PROBLEM DESCRIPTION: All that is needed is each line of the entries holding the word "MultiValue", copied as it stands.

THE DATA:

PR #241, opened 2024-10-24
IR-519: Improve next step conditions

xoen:
If multiple answers lead to the same next question they'll share the same next step condition.

For example:
- Q1 has 3 answers
- Answer 1 and 3 leads to Q2
- But Answer 2 leads to Q3

In this case Answer 1 and 3 would have the same next step condition.

For questions with a lot of answers leading to the same next question this means a much more compact steps object.

Also improved accuracy of some of the related Form Wizard types.

### DIFF
--- a/server/@types/hmpo-form-wizard/index.d.ts
+++ b/server/@types/hmpo-form-wizard/index.d.ts
@@ -25,20 +25,34 @@ declare module 'hmpo-form-wizard' {
     /** Use in complex generic forms that might allow multiple values in any fields; have checkbox components */
     type MultiValues = Record<string, MultiValue>
 
+    /** Operator function, returns true if submitted values matches condition */
+    type OperatorFunction = (
+      submittedValue: Value | MultiValue,
+      req: Request,
+      res: Express.Response,
+      condition: unknown,
+    ) => boolean
+
     /** Possible conditions for next steps */
     type NextStepCondition =
       | {
           /** field, op and value. op defaults to '===' */
           field: string
-          op?: '>' | '>=' | '<' | '<=' | '==' | '===' | '!=' | 'before' | 'after' | 'in' | 'all' | 'some'
-          value: Value
-          next: string
-        }
-      | {
-          /** an operator can be a function */
-          field: string
-          op: (fieldValue: Value, req: Request, res: Express.Response, con: unknown) => boolean
-          value: Value
+          op?:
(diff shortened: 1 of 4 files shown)


server/data/incidentTypeConfiguration/formWizard.ts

RESPONSE BOX:
     type MultiValues = Record<string, MultiValue>
+      submittedValue: Value | MultiValue,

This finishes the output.